Task requirements
The word "having" marks the lines you need; copy each of them from the data.

Records to use
——

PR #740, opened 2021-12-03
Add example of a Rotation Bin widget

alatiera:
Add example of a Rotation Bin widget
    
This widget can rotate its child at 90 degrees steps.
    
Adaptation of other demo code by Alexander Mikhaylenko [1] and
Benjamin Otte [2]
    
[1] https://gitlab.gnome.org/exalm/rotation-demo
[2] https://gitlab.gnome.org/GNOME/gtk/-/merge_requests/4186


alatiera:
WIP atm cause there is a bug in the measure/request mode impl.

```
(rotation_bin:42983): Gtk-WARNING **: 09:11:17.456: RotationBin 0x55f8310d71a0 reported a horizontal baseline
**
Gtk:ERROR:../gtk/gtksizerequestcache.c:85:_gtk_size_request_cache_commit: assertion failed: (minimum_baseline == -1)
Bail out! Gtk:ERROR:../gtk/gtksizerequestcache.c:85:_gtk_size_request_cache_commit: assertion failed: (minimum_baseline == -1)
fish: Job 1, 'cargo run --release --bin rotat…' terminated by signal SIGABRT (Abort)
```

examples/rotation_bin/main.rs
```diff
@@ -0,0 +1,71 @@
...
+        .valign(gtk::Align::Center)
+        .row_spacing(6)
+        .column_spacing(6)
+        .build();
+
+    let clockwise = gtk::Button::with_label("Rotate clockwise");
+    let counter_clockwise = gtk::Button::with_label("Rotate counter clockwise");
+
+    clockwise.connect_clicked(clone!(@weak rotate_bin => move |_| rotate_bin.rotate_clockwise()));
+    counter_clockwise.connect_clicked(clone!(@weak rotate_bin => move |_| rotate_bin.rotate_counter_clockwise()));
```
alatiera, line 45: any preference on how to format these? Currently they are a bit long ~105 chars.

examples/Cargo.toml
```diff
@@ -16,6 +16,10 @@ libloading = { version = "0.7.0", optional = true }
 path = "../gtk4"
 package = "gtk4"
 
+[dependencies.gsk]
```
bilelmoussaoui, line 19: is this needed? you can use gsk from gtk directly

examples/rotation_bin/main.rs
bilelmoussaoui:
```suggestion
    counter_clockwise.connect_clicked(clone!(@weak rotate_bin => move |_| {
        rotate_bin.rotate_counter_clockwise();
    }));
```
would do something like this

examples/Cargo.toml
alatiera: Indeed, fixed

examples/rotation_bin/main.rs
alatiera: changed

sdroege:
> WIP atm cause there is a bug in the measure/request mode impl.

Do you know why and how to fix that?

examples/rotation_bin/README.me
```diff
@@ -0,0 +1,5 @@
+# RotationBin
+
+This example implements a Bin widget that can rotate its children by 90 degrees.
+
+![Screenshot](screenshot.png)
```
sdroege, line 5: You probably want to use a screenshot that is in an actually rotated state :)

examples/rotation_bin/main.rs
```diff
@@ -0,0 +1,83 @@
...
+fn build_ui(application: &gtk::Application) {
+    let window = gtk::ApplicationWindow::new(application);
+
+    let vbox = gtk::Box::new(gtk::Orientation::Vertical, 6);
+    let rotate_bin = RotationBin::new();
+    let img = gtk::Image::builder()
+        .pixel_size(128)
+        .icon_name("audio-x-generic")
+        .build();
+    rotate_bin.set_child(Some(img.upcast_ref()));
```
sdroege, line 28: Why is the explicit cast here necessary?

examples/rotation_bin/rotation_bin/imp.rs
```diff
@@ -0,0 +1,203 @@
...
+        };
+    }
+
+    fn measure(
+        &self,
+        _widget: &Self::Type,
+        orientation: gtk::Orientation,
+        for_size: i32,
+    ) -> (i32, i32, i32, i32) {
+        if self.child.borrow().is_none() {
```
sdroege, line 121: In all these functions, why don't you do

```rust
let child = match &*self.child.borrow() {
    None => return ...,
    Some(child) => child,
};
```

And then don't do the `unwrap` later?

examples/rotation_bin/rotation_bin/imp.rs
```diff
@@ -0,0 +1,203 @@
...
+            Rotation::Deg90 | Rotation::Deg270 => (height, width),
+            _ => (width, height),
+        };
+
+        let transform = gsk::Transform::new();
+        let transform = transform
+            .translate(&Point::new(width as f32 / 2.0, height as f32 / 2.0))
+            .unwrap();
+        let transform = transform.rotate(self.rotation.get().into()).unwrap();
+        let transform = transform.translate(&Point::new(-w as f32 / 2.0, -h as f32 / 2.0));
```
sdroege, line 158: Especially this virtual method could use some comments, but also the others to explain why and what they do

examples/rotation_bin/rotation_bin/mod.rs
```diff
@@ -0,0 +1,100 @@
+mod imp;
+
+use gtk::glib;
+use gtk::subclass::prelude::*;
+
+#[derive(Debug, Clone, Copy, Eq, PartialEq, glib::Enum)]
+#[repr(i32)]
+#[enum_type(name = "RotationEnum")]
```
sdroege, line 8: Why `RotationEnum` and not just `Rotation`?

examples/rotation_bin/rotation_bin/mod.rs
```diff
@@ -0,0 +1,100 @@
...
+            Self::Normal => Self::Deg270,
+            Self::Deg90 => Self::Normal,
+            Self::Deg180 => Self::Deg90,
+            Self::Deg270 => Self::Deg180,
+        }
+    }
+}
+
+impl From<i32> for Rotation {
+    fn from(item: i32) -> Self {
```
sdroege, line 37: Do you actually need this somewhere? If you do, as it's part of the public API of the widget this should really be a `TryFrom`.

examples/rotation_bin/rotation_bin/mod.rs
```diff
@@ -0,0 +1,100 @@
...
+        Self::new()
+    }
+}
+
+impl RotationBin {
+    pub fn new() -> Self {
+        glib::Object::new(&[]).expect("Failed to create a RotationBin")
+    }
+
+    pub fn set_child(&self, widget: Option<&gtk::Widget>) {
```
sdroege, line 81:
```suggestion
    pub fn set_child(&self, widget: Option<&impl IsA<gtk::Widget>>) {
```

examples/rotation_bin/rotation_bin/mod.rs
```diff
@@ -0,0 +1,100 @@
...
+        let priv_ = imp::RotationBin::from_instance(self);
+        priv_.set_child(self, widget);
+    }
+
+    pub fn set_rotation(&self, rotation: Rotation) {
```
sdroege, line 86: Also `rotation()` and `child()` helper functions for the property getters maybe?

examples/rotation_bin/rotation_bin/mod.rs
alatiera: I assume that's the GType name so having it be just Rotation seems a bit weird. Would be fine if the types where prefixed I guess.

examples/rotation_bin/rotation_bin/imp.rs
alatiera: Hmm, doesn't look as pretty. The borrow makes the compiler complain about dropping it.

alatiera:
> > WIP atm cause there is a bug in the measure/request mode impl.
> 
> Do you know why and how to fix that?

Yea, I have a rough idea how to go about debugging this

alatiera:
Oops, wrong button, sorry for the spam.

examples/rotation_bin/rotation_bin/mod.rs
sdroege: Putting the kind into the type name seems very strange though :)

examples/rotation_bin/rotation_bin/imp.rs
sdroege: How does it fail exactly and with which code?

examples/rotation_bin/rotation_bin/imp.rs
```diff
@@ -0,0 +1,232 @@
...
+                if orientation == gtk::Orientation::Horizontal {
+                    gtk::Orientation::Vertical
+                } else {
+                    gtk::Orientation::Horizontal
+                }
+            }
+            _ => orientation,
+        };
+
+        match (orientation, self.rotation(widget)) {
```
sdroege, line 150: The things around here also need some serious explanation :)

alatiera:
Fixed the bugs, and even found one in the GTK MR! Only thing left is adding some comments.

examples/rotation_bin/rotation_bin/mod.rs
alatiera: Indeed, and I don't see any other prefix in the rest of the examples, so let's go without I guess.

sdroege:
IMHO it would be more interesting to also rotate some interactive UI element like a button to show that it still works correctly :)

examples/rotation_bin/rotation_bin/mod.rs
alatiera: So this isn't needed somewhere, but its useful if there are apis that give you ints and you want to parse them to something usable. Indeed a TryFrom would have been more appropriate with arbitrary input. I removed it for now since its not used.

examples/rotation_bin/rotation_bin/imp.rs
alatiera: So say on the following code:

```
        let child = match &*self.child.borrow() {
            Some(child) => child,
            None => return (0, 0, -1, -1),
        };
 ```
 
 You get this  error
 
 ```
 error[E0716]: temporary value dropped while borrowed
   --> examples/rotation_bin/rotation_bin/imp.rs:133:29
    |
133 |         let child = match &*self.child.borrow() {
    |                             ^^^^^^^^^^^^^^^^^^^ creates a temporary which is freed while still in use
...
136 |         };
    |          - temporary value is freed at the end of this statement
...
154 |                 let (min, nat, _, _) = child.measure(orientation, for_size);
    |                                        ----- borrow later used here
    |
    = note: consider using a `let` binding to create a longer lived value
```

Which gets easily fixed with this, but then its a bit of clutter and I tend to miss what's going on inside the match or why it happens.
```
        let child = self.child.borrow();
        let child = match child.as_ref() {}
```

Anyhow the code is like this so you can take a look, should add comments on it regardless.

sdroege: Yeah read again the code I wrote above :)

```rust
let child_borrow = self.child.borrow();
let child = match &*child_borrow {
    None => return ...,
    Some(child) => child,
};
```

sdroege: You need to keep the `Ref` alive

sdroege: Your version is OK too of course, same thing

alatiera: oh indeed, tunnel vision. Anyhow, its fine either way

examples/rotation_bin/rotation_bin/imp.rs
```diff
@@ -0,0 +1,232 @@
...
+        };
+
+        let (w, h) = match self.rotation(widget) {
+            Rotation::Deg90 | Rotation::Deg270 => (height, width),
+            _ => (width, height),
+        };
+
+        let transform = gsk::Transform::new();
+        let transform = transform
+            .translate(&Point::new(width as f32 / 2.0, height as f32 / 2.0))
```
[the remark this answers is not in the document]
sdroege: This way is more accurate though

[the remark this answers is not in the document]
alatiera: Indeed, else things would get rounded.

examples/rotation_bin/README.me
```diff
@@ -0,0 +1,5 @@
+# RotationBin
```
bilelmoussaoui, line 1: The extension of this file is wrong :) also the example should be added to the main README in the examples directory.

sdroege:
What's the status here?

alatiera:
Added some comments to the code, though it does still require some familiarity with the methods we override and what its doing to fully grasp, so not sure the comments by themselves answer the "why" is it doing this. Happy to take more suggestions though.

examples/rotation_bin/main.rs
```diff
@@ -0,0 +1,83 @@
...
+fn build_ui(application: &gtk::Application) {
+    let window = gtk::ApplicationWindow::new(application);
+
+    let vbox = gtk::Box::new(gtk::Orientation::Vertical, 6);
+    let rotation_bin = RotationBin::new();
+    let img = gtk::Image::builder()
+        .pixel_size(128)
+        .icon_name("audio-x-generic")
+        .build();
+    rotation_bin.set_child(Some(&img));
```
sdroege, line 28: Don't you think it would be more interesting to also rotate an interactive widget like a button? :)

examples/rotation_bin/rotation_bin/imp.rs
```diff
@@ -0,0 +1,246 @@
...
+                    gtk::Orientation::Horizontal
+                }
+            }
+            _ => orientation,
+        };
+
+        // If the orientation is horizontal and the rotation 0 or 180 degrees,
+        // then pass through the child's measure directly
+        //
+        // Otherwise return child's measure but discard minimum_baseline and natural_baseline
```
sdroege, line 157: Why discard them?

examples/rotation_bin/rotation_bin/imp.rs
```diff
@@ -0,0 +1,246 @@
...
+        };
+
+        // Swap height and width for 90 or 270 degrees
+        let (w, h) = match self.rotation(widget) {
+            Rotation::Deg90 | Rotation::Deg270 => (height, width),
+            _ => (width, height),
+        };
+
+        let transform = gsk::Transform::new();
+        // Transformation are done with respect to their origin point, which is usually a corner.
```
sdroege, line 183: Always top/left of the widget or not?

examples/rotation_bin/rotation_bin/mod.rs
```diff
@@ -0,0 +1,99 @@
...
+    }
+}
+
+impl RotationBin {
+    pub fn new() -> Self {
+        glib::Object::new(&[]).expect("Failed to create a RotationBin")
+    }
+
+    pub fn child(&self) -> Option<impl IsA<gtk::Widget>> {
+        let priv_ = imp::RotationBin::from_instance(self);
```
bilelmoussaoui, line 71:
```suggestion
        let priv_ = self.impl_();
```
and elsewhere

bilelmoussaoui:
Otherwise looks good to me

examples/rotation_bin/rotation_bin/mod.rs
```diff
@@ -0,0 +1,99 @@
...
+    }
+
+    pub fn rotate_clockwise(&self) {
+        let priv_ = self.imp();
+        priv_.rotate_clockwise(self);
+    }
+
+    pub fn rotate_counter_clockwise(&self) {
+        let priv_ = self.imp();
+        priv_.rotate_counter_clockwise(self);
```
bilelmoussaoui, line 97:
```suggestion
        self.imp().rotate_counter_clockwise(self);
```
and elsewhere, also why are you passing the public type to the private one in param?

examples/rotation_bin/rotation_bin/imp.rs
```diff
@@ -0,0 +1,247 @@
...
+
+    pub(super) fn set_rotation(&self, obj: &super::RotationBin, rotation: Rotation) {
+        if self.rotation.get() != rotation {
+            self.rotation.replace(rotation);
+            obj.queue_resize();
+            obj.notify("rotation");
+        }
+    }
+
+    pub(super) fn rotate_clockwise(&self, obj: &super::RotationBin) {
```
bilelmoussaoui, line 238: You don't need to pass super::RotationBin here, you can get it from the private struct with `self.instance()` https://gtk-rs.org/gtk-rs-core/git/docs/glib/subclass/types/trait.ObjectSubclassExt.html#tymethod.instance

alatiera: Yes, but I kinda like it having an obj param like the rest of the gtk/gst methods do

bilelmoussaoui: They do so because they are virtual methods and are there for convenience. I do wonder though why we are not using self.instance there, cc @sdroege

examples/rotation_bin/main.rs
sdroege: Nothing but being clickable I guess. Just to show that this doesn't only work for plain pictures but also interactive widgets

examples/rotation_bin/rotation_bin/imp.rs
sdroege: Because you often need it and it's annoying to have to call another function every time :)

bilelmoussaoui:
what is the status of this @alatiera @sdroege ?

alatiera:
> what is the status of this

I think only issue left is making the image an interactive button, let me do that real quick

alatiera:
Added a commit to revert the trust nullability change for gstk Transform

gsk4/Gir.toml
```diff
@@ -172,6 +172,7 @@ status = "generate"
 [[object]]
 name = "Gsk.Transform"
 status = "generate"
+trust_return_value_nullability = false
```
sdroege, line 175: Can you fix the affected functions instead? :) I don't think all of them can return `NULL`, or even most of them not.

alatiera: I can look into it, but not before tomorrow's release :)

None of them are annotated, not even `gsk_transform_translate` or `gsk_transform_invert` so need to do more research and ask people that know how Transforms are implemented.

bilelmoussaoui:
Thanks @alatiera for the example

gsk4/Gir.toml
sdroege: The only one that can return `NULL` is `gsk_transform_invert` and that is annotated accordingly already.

——

Task answer
alatiera: I assume that's the GType name so having it be just Rotation seems a bit weird. Would be fine if the types where prefixed I guess.
alatiera: Yes, but I kinda like it having an obj param like the rest of the gtk/gst methods do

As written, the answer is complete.